The very nature of mass transportation makes it impossible to install metal detectors and take the other security measures that aim to protect the flying public.

"You cannot just take the applications that are used in airport and plunk them into the transit system," said Gregory Hull, director of safety and security programs for the American Public Transportation Association. "But some could be modified."

The industry has spent $2 billion since Sept. 11, 2001, training its security personnel to be on the lookout for abandoned packages and suspicious passengers.

Nonetheless, the system needs about $5 billion in radio communications improvements, and the industry is also keen to deploy more cameras to surveil tunnels and stations, he said.

Another promising technology under development is software that would direct cameras to immediately flag suspicious scenes at stations such as abandoned packages or passengers dressed for winter during summer.

Sniffing the air for hints of bombs, though, remains an elusive holy grail.

"Detecting explosives is not an easy thing," said David Danley, a retired Army colonel and head of defense programs at Combimatrix Corp., a small biotechnology company near Seattle.

Combimatrix has $10 million worth of contracts to develop a hand-held device that soldiers can use to detect pathogens on the battlefield.

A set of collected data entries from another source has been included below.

PR #1178, opened 2015-08-29
Add reliance on external internet connectivity

MHBauer:
I'm not sure this is the best way or place to say this. It needs to be said somewhere. Suggestions welcome!

There are two nearly identical copies of the discovery docs. Not sure if that is intentional.

### DIFF
--- a/discovery/README.md
+++ b/discovery/README.md
@@ -10,7 +10,18 @@ Docker Swarm comes with multiple Discovery backends.
 
 ## Backends
 
+You use a hosted discovery service with Docker Swarm. The service
+maintains a list of IPs in your swam. There are several available
+services, such as `etcd`, `consul` and `zookeeper` depending on what
+is best suited for your environment. You can even use a static
+file. Docker Hub also provides a hosted discovery service which you
+can use.
+
 ### Hosted Discovery with Docker Hub
+
+This example uses the hosted discovery service on Docker Hub. Using
+Docker Hub's hosted discovery service requires that each node in the
+swarm is connected to the internet. To create your swarm:
 
 First we create a cluster.
 
--- a/docs/discovery.md
+++ b/docs/discovery.md
@@ -15,7 +15,18 @@ Docker Swarm comes with multiple Discovery backends.
 
 ## Backends
 
+You use a hosted discovery service with Docker Swarm. The service
+maintains a list of IPs in your swam. There are several available
+services, such as `etcd`, `consul` and `zookeeper` depending on what
+is best suited for your environment. You can even use a static
+file. Docker Hub also provides a hosted discovery service which you
+can use.
+
 ### Hosted Discovery with Docker Hub
+
+This example uses the hosted discovery service on Docker Hub. Using
+Docker Hub's hosted discovery service requires that each node in the
+swarm is connected to the internet. To create your swarm:
 
 First we create a cluster.
 


thaJeztah:
SGTM, maybe it should be in a `> **Note:** ....`, but it's better to wait with changing until others have commented

vieux:
ping @moxiegirl

discovery/README.md
```diff
@@ -12,6 +12,9 @@ Docker Swarm comes with multiple Discovery backends.
 
 ### Hosted Discovery with Docker Hub
 
+This service is hosted by Docker Hub and requires all nodes to have
```
moxiegirl: @vieux "This service" is ambiguous -- do you mean Docker Swarm?  We haven't really said it was a service anywhere else.  So, maybe  "The Docker Swarm image is hosted on Docker Hub. Using the Swarm image requires all the nodes to have internet access"

MHBauer: The token discovery service. Should it say that instead?

thaJeztah: The "service" referred to here is the "Hosted Discovery (service)", which is hosted on Docker Hub (but perhaps "Docker Hub" should be left out here, because that's usually associated with the Docker Hub *Registry*)

@vieux is there an "official" / vetted name for the Discovery Service?

moxiegirl:
@MHBauer The README is just intended for information that doesn't go in the docs. For example, tips for contributors on how to mod the feature. We need to remove the material from the README that duplicates what is in the user documentation Let me know if you want to do that; otherwise we will carrry.

@thaJeztah I've confirmed with @vieux that the  "hosted discovery service" is simply a list of IPs.  It is lower case because this is a reference to a generic service.  From our website:
image

discovery/README.md
moxiegirl: @MHBauer try this (ping @vieux for tech check) It is wordier but I think it is clearer

---> https://gist.github.com/moxiegirl/fda81731b94925ff1fef

You use a hosted discovery service with Docker Swarm. The service maintains a list of IPs in your swam.  There  are several commercial services `etcd`, `consul` and `zookeeper` depending on what is best suited for your environment. You can even use a static file.  Docker Hub also provides a hosted discovery service which you can use.  

This example uses the hosted discovery service on Docker Hub. Using Docker Hub's hosted discovery service requires that each node in the swarm is connected to the internet.  To create your swarm:

MHBauer:
fixed up, I moved the first paragraph up a section because it's a more generic take on discovery services in general vs the specific discovery service of that section.

discovery/README.md
```diff
@@ -10,8 +10,18 @@ Docker Swarm comes with multiple Discovery backends.
 
 ## Backends
 
+You use a hosted discovery service with Docker Swarm. The service
+maintains a list of IPs in your swam. There are several commercial
```
thaJeztah: Hm, re-reading this now, but don't think these are *commercial* services (I.e., the software is open-source, there probably are commercial hosted solutions *using* that software)

moxiegirl: @thaJeztah crap! that is a good point. Sorry @MHBauer LGTM when this change is made. We will merge!

MHBauer: tried to rewrite it, but I feel like that sentence reads kind of funky now.

discovery/README.md
```diff
@@ -10,8 +10,19 @@ Docker Swarm comes with multiple Discovery backends.
 
 ## Backends
 
+You use a hosted discovery service with Docker Swarm. The service
+maintains a list of IPs in your swam. There are several available
+services, such as `etcd`, `consul` and `zookeeper` depending on what
```
thaJeztah: Perhaps use "solutions" in stead of "services"? @moxiegirl wdyt?

moxiegirl: @thaJeztah I see your point but really it is splitting hairs...I'd rather merge it then send Morgan back for such a fine grained change.  LGTM

thaJeztah: sgtm; just adding possible alternatives because of https://github.com/docker/swarm/pull/1178#issuecomment-136859981 :smile:

thaJeztah:
LGTM thanks @MHBauer !

thaJeztah:
ping @vieux for the merge

vieux:
LGTM

discovery/README.md
MHBauer: I have no problem making small changes. I would rather have it right, than quick. Sorry if I move too slow some times.

thaJeztah: @MHBauer you're not moving slow, you're doing excellent work! It's sometimes hard to find the right words, but (as a wise girl once told me): "perfect is the enemy of good" :smile:

So sometimes its better to get things merged, we can always improve in another PR.

PR #1186, opened 2015-09-01
fix gitignore to specifically ignore the binary called swarm in the root directory

MHBauer:
The current gitignore will not see any new files added to cluster/swarm directory. It will see changes to existing files.

This caused a problem for me, when using a search tool called "ag" that takes into account the .gitignore present in a git repository.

Danley said the device, which is fueled by so-called "gene chips," could be adapted to detect chemicals as well and shrunk to the size of smoke detector.

The detector would contain key genetic signatures of dozens of deadly bugs and chemicals on a chip. If an attack occurred, DNA from the weapon would bind to the chip, which would trigger an alarm.

Danley conceded that in developing a detector, determining exactly which of the myriad deadly bomb-making agents to sniff for is the "$64 million question."

"We won't come up with a 100 percent solution," he said.

Still, since last year's Madrid bombings, the Department of Homeland Security has increased the money available for transit security.

"I can envision technologies in the future that will give us the ability to detect explosives without going through the kind of portals you do in the airport," Homeland Security chief Michael Chertoff said.

Among the slew of companies offering improvements is Irvine, Calif.-based HiEnergy Technologies Inc., which makes detectors that can determine in 15 seconds to three minutes whether an object contains explosives and, if so, which ones. The suitcase-sized detectors, which cost $300,000 apiece, bathe an object in neutrons and measure the gamma rays emitted in response.